> **WHAT YOU SHOULD DO**
Look below for the line containing "The former examples"; from there, print each line exactly up to and including the line containing "- Some database", and stop.

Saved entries
________________________
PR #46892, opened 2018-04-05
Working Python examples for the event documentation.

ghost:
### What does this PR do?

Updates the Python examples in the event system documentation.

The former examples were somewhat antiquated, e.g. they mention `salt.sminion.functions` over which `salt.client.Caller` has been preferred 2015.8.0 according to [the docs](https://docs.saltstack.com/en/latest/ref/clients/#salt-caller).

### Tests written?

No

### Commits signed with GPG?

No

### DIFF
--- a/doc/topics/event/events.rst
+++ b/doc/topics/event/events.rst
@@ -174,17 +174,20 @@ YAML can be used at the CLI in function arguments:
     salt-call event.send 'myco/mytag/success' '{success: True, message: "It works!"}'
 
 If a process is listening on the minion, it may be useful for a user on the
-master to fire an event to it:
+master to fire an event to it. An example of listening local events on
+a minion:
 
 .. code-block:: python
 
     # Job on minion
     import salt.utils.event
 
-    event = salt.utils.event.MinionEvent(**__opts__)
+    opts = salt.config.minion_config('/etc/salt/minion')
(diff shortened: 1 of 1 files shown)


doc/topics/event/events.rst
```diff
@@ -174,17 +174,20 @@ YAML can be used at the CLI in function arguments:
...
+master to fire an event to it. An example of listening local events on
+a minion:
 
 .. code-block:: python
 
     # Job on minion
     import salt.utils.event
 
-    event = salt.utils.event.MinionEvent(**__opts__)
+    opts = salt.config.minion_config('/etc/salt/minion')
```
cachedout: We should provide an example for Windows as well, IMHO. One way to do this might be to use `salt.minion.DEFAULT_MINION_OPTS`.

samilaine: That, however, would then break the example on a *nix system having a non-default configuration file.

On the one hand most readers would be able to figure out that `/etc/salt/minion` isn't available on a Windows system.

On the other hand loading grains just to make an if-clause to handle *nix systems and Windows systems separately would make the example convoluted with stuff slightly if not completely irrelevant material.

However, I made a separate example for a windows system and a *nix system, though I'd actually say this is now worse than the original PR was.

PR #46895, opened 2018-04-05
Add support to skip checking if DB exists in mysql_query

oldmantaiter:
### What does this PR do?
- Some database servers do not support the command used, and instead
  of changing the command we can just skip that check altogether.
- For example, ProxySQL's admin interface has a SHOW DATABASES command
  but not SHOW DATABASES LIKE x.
________________________
> **ANSWER SPACE**
The former examples were somewhat antiquated, e.g. they mention `salt.sminion.functions` over which `salt.client.Caller` has been preferred 2015.8.0 according to [the docs](https://docs.saltstack.com/en/latest/ref/clients/#salt-caller).

### Tests written?

No

### Commits signed with GPG?

No

### DIFF
--- a/doc/topics/event/events.rst
+++ b/doc/topics/event/events.rst
@@ -174,17 +174,20 @@ YAML can be used at the CLI in function arguments:
     salt-call event.send 'myco/mytag/success' '{success: True, message: "It works!"}'
 
 If a process is listening on the minion, it may be useful for a user on the
-master to fire an event to it:
+master to fire an event to it. An example of listening local events on
+a minion:
 
 .. code-block:: python
 
     # Job on minion
     import salt.utils.event
 
-    event = salt.utils.event.MinionEvent(**__opts__)
+    opts = salt.config.minion_config('/etc/salt/minion')
(diff shortened: 1 of 1 files shown)


doc/topics/event/events.rst
```diff
@@ -174,17 +174,20 @@ YAML can be used at the CLI in function arguments:
...
+master to fire an event to it. An example of listening local events on
+a minion:
 
 .. code-block:: python
 
     # Job on minion
     import salt.utils.event
 
-    event = salt.utils.event.MinionEvent(**__opts__)
+    opts = salt.config.minion_config('/etc/salt/minion')
```
cachedout: We should provide an example for Windows as well, IMHO. One way to do this might be to use `salt.minion.DEFAULT_MINION_OPTS`.

samilaine: That, however, would then break the example on a *nix system having a non-default configuration file.

On the one hand most readers would be able to figure out that `/etc/salt/minion` isn't available on a Windows system.

On the other hand loading grains just to make an if-clause to handle *nix systems and Windows systems separately would make the example convoluted with stuff slightly if not completely irrelevant material.

However, I made a separate example for a windows system and a *nix system, though I'd actually say this is now worse than the original PR was.

PR #46895, opened 2018-04-05
Add support to skip checking if DB exists in mysql_query

oldmantaiter:
### What does this PR do?
- Some database servers do not support the command used, and instead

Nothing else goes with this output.